2. Secure Transfer Using Signed S3 URLs
To ensure that only authorized parties can access the uploaded files, we use signed S3 URLs to securely transfer the chunks to an S3 bucket. These URLs contain a unique signature that verifies the authenticity of the request and allows the chunk to be safely uploaded to the designated S3 bucket. This helps to protect the confidentiality and integrity of the uploaded files.
3. Error Recovery System to Minimize Data Loss
Despite the measures we have in place to ensure a smooth and reliable upload process, issues can still arise. To minimize the potential for data loss in these situations, we have implemented an error recovery system that runs a cleanup to recover any lost chunks at the end of an upload session. This helps to make the process error-proof and ensures that all the uploaded data is preserved.
4. User-Friendly Experience with Automatic Resuming and Local Storage
We understand that large file uploads can be time-consuming, potentially taking a full night or more to complete.
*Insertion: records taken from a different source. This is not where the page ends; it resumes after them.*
PR #1172, opened 2023-12-12
EL-1288: Means aggregation

patrick-laa:
[Jira ticket](https://dsdmoj.atlassian.net/browse/EL-1288)

## What changed and why

Add a new screen with a blank form object so we can show the appropriate guidance text.

## Guidance to review

The `--headless=new` thing is because on my machine, headless chrome is no longer providing browser logs without it (h/t https://github.com/SeleniumHQ/selenium/issues/13112 for solving this)

## Checklist

### DIFF
--- a/app/views/question_flow/how_to_aggregate.html.slim
+++ b/app/views/question_flow/how_to_aggregate.html.slim
@@ -17,7 +17,7 @@
       li = _1
   p.govuk-body
     = t(".paragraph_2_html",
-        link: link_to(t(".link_text"), ExternalLinkService.call(document: :legislation_CLAR_2013_individual_resources)))
+        link: link_to(t(".link_text"), document_link(:legislation_CLAR_2013_individual_resources)))
   ul.govuk-list.govuk-list--bullet
     - t(".bullets_2").each
       li = _1
--- a/app/views/question_flow/how_to_aggregate.html.slim
+++ b/app/views/question_flow/how_to_aggregate.html.slim
@@ -1,0 +1,32 @@
+- content_for :page_title
+  = t(".title")
+- content_for :back
+  = back_link(:how_to_aggregate, @check, @back_buttons_invoke_browser_back_behaviour)
+
+.govuk-grid-column-full
+  = render "shared/heading"
+  .govuk-panel.panel-blue.govuk-panel--confirmation class="govuk-!-text-align-left govuk-!-margin-bottom-9"
+    .govuk-panel__body
+      h1.govuk-heading-l = t(".title")
+      p.govuk-body = t(".panel_text")
+  h2.govuk-heading-s = t(".what_happens_next")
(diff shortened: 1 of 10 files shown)


app/views/question_flow/how_to_aggregate.html.slim
```diff
@@ -0,0 +1,31 @@
...
+      p.govuk-body = t(".panel_text")
+  h2.govuk-heading-s = t(".what_happens_next")
+  - t(".paragraphs_1").each
+    p.govuk-body = _1
+  ul.govuk-list.govuk-list--bullet
+    - t(".bullets_1").each
+      li = _1
+  p.govuk-body
+    = t(".paragraph_2_html",
+        link: link_to(t(".link_text"), ExternalLinkService.call(document: :legislation_CLAR_2013_individual_resources)))
```
HettieS, line 20: just thinking on this, because we are calling the service directly rather than going via the documents controller, we don't track an analytics event here. Maybe that's fine, just a small point.

HettieS (approved):
Approved with one very small comment

app/views/question_flow/how_to_aggregate.html.slim
patrick-laa: You're absolutely right, I forgot how the link system worked! Will fix.

config/locales/en.yml
```diff
@@ -715,6 +715,27 @@ en:
...
+      title: You are going to aggregate your client's means with another person's means
+      panel_text: If your client's means are aggregated with the means of another person, such as a maintaining adult, they must have a full means test.
+      what_happens_next: What happens next
+      paragraphs_1:
+        - "For all questions that refer to 'your client' or 'the client', such as if your client has dependants or owns the home they live in, answer them with reference to both your client and the maintaining adult."
+        - "For questions that ask for financial information:"
+      bullets_1:
+        - add any relevant income or spending amounts for your client to those of the maintaining adult
+        - enter these combined amounts in the relevant fields that refer to 'your client'
+      paragraph_2_html: "If the maintaining adult has a partner, only include the partner if their finances can be included in the means assessment, as per regulation 16 of %{link}, and:"
```
MazOneTwoOne, line 728: @patrick-laa unless I'm mistaken, but I don't think this link open's up into a new tab?

I think we have to change it to:

>     paragraph_2_html: "If the maintaining adult has a partner, only include the partner if their finances can be included in the means assessment, as per regulation 16 of <a href='%{link}' target='_blank'>The Civil Legal Aid (Financial Resources and Payment for Services) Regulations 2013 (opens in new tab)</a>, and:"

Then we can, get rid of` link_text:` and on `app/views/question_flow/how_to_aggregate.html.slim` update it to:

>   p.govuk-body
>     = t(".paragraph_2_html", link: document_link(:legislation_CLAR_2013_individual_resources))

To make the process seamless for our users, we have implemented several features to improve the experience. For example, rather than requiring the user to manually resume the upload process if there are any interruptions, the upload is automatically continued. Additionally, to ensure that the process can be resumed even after a refresh, browser restart, or computer restart, we store the file in a local database on the user's computer. This allows the upload to be resumed from where it left off even if the user's device is restarted or the browser is closed.
In summary, our large file upload system is designed to provide a secure and reliable experience for our users, while also ensuring the efficient and accurate handling of large files. By implementing a chunked upload system, secure transfer using signed S3 URLs, and an error recovery system, we are able to minimize the potential for issues and ensure a smooth and successful upload process.